____ Record extracts

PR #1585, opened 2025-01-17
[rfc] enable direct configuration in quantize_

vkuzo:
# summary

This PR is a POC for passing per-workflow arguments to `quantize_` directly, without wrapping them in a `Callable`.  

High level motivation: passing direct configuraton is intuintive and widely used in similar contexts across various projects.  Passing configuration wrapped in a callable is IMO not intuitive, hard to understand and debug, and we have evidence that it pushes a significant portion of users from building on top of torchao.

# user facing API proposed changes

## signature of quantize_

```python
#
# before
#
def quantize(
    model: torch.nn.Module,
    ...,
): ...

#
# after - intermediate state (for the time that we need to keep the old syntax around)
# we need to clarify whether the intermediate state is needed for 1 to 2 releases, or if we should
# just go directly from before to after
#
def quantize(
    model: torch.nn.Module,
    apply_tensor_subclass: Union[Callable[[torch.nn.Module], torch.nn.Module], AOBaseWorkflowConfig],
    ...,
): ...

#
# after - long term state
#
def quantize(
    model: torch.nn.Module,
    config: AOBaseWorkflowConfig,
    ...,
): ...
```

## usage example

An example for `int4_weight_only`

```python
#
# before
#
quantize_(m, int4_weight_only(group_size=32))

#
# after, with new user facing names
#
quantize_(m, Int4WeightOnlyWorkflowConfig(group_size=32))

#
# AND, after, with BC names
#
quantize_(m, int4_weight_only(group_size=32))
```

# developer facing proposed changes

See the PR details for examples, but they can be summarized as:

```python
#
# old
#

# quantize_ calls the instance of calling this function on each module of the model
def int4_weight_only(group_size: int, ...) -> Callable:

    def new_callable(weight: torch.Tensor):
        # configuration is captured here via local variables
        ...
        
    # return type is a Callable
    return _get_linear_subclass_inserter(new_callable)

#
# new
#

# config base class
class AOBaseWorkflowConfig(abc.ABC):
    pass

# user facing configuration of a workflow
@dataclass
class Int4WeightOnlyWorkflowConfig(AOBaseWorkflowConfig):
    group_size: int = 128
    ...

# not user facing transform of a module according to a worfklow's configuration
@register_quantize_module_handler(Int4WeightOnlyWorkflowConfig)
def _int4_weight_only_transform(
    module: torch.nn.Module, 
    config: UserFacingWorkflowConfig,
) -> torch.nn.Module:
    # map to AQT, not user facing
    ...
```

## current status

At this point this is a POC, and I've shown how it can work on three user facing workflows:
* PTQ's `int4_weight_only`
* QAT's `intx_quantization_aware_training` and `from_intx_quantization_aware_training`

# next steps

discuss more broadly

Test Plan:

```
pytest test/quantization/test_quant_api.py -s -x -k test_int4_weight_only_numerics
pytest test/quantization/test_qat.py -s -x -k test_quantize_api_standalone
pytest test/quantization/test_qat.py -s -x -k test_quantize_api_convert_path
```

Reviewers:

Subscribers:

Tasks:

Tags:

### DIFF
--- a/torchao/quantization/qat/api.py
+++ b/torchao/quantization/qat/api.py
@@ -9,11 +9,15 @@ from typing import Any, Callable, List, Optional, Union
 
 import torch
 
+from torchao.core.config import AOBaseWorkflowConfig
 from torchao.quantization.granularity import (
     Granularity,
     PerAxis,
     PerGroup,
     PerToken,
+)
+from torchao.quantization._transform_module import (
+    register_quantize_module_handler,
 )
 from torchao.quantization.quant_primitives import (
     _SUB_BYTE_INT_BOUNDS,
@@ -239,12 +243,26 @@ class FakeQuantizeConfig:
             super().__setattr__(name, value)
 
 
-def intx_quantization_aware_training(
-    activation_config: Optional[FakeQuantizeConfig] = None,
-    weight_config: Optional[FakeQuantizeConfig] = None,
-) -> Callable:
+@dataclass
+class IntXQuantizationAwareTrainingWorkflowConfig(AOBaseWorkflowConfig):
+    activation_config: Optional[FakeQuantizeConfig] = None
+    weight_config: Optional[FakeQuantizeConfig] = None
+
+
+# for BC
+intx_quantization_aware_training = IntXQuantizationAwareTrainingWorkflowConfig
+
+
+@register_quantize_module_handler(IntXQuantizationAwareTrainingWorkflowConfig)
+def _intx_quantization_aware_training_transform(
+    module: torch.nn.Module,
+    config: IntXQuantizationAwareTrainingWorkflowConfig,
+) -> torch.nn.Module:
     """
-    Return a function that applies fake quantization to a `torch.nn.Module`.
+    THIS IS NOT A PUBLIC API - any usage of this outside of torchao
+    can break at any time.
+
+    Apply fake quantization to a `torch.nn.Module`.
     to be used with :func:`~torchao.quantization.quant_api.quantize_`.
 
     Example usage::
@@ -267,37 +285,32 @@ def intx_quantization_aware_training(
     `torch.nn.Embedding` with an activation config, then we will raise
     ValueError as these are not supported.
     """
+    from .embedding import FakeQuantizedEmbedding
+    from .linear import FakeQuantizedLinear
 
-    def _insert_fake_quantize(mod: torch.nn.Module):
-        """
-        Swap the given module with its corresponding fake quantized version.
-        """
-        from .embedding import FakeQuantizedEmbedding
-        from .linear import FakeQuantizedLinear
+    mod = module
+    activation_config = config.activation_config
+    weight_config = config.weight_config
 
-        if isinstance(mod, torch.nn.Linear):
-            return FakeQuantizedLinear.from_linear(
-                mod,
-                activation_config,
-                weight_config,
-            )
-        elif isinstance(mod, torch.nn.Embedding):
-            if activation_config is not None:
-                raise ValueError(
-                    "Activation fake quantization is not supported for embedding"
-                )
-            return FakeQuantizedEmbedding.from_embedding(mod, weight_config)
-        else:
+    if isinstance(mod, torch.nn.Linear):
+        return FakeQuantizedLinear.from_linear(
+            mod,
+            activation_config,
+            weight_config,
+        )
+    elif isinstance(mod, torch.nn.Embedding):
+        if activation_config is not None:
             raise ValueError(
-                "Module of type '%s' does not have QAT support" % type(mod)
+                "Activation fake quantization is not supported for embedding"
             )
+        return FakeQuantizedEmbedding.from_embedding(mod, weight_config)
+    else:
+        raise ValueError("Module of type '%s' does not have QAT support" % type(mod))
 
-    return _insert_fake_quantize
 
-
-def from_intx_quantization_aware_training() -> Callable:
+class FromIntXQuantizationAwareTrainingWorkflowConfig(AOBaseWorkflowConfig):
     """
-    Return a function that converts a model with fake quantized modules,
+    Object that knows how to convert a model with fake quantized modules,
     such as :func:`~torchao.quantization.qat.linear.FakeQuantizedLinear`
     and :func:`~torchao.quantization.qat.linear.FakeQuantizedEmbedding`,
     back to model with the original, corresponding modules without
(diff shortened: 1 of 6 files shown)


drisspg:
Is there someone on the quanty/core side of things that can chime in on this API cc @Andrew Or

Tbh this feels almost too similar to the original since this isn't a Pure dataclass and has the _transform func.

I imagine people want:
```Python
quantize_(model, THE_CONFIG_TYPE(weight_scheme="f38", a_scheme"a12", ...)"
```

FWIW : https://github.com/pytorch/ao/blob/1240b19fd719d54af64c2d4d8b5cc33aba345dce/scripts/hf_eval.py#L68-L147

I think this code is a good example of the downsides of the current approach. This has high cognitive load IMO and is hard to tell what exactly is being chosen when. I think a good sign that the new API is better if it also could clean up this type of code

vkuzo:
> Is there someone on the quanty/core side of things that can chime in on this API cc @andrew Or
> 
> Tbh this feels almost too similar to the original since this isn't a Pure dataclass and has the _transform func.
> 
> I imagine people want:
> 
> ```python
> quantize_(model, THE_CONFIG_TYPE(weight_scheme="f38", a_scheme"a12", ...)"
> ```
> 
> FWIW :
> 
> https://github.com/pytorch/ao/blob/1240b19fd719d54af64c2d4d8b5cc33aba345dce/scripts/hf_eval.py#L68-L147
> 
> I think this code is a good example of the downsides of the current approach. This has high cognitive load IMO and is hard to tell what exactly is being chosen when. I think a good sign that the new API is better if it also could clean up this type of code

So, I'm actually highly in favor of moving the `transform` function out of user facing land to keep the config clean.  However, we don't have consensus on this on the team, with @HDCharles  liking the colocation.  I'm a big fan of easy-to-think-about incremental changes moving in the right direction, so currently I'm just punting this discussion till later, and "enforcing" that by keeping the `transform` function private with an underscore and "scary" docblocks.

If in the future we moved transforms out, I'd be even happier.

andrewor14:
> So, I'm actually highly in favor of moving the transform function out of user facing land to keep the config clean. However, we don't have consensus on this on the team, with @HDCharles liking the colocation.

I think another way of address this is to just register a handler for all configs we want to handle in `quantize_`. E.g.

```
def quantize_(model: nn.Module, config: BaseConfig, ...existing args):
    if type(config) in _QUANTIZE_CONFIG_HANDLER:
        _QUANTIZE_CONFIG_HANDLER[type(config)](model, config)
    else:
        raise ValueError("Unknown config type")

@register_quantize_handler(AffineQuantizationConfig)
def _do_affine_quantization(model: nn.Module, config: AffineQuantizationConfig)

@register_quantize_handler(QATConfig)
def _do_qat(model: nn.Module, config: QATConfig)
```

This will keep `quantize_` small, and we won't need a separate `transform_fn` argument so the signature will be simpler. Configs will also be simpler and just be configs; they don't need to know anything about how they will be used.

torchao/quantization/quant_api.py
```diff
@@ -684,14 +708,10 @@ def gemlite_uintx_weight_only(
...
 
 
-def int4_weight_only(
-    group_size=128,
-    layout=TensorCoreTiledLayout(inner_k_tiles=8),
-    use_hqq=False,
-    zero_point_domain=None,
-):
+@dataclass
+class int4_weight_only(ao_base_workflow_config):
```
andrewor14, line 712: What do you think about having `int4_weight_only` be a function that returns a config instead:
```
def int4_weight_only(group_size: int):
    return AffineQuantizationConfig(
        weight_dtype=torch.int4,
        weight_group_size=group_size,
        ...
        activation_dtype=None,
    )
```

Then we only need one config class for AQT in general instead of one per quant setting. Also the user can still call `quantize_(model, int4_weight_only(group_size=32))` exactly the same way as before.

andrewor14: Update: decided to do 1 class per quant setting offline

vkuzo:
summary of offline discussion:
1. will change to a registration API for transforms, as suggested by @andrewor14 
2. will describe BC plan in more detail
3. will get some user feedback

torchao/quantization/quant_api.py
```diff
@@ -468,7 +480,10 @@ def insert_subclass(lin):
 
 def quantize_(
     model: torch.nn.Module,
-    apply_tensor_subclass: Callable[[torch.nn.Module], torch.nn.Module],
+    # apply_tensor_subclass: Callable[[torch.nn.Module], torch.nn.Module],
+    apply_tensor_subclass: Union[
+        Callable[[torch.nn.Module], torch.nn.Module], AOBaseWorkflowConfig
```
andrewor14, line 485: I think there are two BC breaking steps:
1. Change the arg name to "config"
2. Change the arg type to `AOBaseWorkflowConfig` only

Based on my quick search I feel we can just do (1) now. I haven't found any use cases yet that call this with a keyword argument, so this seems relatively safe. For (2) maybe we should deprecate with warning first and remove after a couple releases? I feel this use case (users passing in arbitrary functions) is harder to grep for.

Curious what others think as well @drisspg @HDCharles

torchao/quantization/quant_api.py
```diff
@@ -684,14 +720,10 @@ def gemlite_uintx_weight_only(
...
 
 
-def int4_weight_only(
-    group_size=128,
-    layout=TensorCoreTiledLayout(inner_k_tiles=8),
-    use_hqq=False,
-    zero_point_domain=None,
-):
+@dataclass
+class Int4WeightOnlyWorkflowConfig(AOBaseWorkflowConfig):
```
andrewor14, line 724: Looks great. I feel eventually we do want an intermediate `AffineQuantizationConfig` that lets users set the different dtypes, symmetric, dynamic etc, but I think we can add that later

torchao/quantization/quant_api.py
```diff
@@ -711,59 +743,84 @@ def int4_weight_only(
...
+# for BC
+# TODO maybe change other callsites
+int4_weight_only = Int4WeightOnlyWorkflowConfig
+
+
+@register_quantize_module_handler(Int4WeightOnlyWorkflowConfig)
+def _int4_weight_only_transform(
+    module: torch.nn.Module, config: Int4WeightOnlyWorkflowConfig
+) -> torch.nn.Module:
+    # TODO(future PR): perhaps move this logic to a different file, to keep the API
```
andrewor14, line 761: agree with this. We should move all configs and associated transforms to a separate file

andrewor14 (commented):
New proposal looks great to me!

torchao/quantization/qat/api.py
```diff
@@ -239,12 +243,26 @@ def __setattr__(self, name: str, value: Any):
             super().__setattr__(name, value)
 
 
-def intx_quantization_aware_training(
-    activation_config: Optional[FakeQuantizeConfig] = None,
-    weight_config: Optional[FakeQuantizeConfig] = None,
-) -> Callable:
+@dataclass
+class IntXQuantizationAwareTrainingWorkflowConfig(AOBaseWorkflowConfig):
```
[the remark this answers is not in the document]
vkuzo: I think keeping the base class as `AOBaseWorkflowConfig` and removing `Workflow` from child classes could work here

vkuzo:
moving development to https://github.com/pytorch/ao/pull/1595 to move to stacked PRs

________

> **Exercise instructions**
Print the records above verbatim from their first line to the line containing "This PR is a", both included, and stop there.

> **Your response**
PR #1585, opened 2025-01-17
[rfc] enable direct configuration in quantize_

vkuzo:
# summary

This PR is a POC for passing per-workflow arguments to `quantize_` directly, without wrapping them in a `Callable`.  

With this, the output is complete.